Peu à peu les seringueiros se sont unis pour combattre le régime pervers d’exploitation qui les contraignait à la misère.
Les militaires, au pouvoir à partir de 1964 se tournèrent vers e Nord du pays pour y établir leur présence, protéger les frontières, prendre les richesses et développer la région.
Les terres amazoniennes étaient occupées principalement par de grands propriétaires et de grandes entreprises qui cherchaient les bénéfices faciles et rapides.

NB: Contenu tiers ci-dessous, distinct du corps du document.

PR #154, opened 2020-10-23
Wire instrumentation library info through SpanFactory to SpanInfo

HaloFour:
To support SPI scenarios where an instrumentation library will request a tracer with the instrumentation library information which may be used by the span handler/exporter wire the instrumentation library information (name and version) through the CoreSpan and SpanInfo.

### DIFF
--- a/money-otlp-exporter/src/test/java/com/comcast/money/otel/handlers/otlp/OtlpHandlerSpec.java
+++ b/money-otlp-exporter/src/test/java/com/comcast/money/otel/handlers/otlp/OtlpHandlerSpec.java
@@ -1,3 +1,19 @@
+/*
+ * Copyright 2012 Comcast Cable Communications Management, LLC
+ *
+ * Licensed under the Apache License, Version 2.0 (the "License");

Par exemple pour obtenir la propriété définitive de la terre, la manière la moins chère était de détruire les arbres, de brûler la terre, de semer pour planter la prairie et de mettre quelques têtes de bétail. Une fois obtenu le titre de propriété, la terre était revendue à un prix bien supérieur.
Au fur et à mesure de la construction des routes, d’autres problèmes survenaient : déforestation, invasion des terres indigènes, spéculation foncière, brûlis intenses et expulsions.

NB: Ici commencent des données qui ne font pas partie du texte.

PR #155, opened 2020-10-23
Add configurable span sampling

HaloFour:
Adds a basic sampler implementation with a configurable sampler.  The sampler implementation decides if a span should be sampled, recorded or dropped.  A dropped span is not recorded, does not invoke the SpanHandler and doesn't retain any state except for the SpanId for propagation.  Recorded and sampled spans both retain all state (notes, etc.) and invoke the SpanHandler, the difference is the tracing flags on the SpanId which indicates that the span is sampled which is propagated in headers to upstream services and can be interpreted by the SpanHandler.


HaloFour:
Needs unit tests but I'd love feedback on the direction.  The one thing this implementation doesn't do that the OTel implementation does is allow the sampler to record notes onto the span.  That is used by the probability sampler to denote the probability percentage.

money-core/src/main/scala/com/comcast/money/core/samplers/ParentBasedSampler.scala
```diff
@@ -0,0 +1,41 @@
+package com.comcast.money.core.samplers
+import com.comcast.money.api.SpanId
+import com.typesafe.config.Config
+
+/**
+ * A sampler that uses the parent span sampling decision if one exists, otherwise uses the root sampler
+ * to determine the sampler result.
+ */
+class ParentBasedSampler extends ConfigurableSampler {
```
ptravers, line 9:
```suggestion
final class ParentBasedSampler extends ConfigurableSampler {
```

money-core/src/main/scala/com/comcast/money/core/samplers/RatioBasedSampler.scala
```diff
@@ -0,0 +1,41 @@
...
+
+package com.comcast.money.core.samplers
+
+import com.comcast.money.api.{ Note, SpanId }
+
+/**
+ * A sampler that calculates that a ratio of spans should be recorded based on the lower 64-bits of the trace id.
+ * @param ratio of spans to be recorded and sampled, between 0.0 and 1.0
+ */
+class RatioBasedSampler(val ratio: Double) extends Sampler {
```
ptravers:
```suggestion
final class RatioBasedSampler(val ratio: Double) extends Sampler {
```

money-core/src/main/scala/com/comcast/money/core/samplers/SamplerResult.scala
```diff
@@ -0,0 +1,48 @@
...
+ * context but the span will not be reported to the [[com.comcast.money.api.SpanHandler]] and no notes will be recorded.
+ */
+case object DropResult extends SamplerResult
+
+/**
+ * Specifies that the span will be recorded along with all notes.
+ * @param sample indicates whether the span will be marked as sampled which will be propagated to upstream systems
+ * @param notes to be recorded on the span
+ */
+sealed case class RecordResult(sample: Boolean = true, notes: Seq[Note[_]] = Nil) extends SamplerResult
```
ptravers, line 37: Why sealed?

money-core/src/main/scala/com/comcast/money/core/samplers/ParentBasedSampler.scala
```diff
@@ -0,0 +1,57 @@
...
+    sampler.shouldSample(spanId, parentSpanId, spanName)
+  }
+
+  override def configure(conf: Config): Unit = {
+    root = SamplerFactory.create(conf.getConfig("root"))
+    remoteSampled = findSampler(conf, "remote-sampled", remoteSampled)
+    remoteNotSampled = findSampler(conf, "remote-not-sampled", remoteNotSampled)
+    localSampled = findSampler(conf, "local-sampled", localSampled)
+    localNotSampled = findSampler(conf, "local-not-sampled", localNotSampled)
+  }
```
ptravers, line 51: When would we want to update the config for this class?

ptravers (commented):
Looks good! a few qs

money-core/src/main/scala/com/comcast/money/core/samplers/SamplerResult.scala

Endettés les seringueiros vendaient leurs terres aux grands propriétaires ou en étaient expulsés.
Certains d’entre eux pourtant résistèrent en s’unissant dans un mouvement pour sauver la forêt et ceux qui y vivent.
La mobilisation des soldats du caoutchouc
Dans l’état amazonien de l’Acre, avec l’appui de l’église catholique en 1975, la mobilisation va devenir une forme pacifique de résistance ; en masse les seringueiros se plaçaient sur le terrain qui allait être déboisé devant les arbres et demandaient aux promoteurs de se retirer.

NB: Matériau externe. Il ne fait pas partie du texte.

PR #156, opened 2020-10-24
Update to OpenTelemetry 0.10.0

HaloFour:
Updates to using OpenTelemetry 0.10.0 libraries.

Summary of major changes:

1. Packages renamed from `io.opentelemetry.trace._` to `io.opentelemetry.api.trace._`
2. `StatusCanonicalCode` renamed to `StatusCode`
3. Many methods on `Span` to add attributes, events, etc., changed to return the instance of the `Span` instead of `void`/`Unit`
    * Because of this I updated the Money `Span` interface to override all of these members and use covariant returns so that they return a Money `Span` instead of the OpenTelemetry `Span`.
4. `TextMapPropagator.Getter[T]` now has two required members and is no longer valid as a functional interface in Java or as a SAM in Scala.
    * The second member is `keys()` which returns an `Iterable[String]` of header names.  This forces the `Formatter#fromHttpHeaders` method to also be changed to accept an `Iterable[String]` of the header names.
5. `io.grpc.Context` has been replaced with `io.opentelemetry.context.Context`
6. Context APIs have been removed, e.g. `Tracer#withSpan`, `TracingContextUtils`
7. Context APIs have been moved to `Context`, e.g. `Context.with(span).makeCurrent()`
    * Because of this there is no longer an API path to intercept when the current span is changed, so an SPI provider for `ContextStorage` is used to replace the underlying storage mechanism which can intercept when contexts are changed which detects the span in those contexts and updates MDC accordingly.


HaloFour:
The biggest change is to how span thread context is managed.  The GRPC Context has been replaced with a built-in implementation and the static helper class has been replaced with a combination of static and instance methods.  The trickiest aspect is that putting a span into the context involves calling an instance method on `Span`, which doesn't really work when `Span` is mocked.

The rest is mostly superficial.

ptravers:
Ooof thanks for doing this!

HaloFour:
Of course they decided to change the packages for everything, so the PR looks huge now.  😄

HaloFour:
I'm taking the WIP label off.  I've adopted the late-breaking changes and switched the dependencies to the release build (and removing the snapshot repository).

ptravers (approved):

L’union des peuples de la forêt
Peu de temps après la Première Rencontre nationale des seringueiros, en 1986, une commission composée de seringueiros et d’indiens s’est rendue à la capitale du pays, Brasília, pour revendiquer les droits des peuples d’Amazonie.
Ainsi va naître « l’alliance des peuples de la forêt », qui avait été conceptualisée par le seringueiro Chico Mendes violemment assassiné par les propriétaires terriens, et dont le but était de lutter en faveur de la préservation de la forêt amazonienne.
Indiens et seringueiros, qui auparavant étaient en conflit, se sont unis pour discuter et approfondir la création de réserves d’extraction en Amazonie. Ces réserves sont centrées sur l’utilisation durable des ressources naturelles.
Seul le gouvernement fédéral peut créer les réserves d’extraction. Ce sera fait à travers le programme RESEX. Avec les débats au sein des universités, instituts de recherche, organisations gouvernementales et non gouvernementales, réseaux sociaux, les seringueiros auront une plus grande visibilité nationale et même internationale. En 20 ans, de 1989 à 2009, pratiquement 50 réserves fédérales ont été créées couvrant environ 10 millions d’hectares non seulement en Amazonie mais aussi dans tout le Brésil. En Amazonie, elles manquent cependant d’infra structures (transport et santé).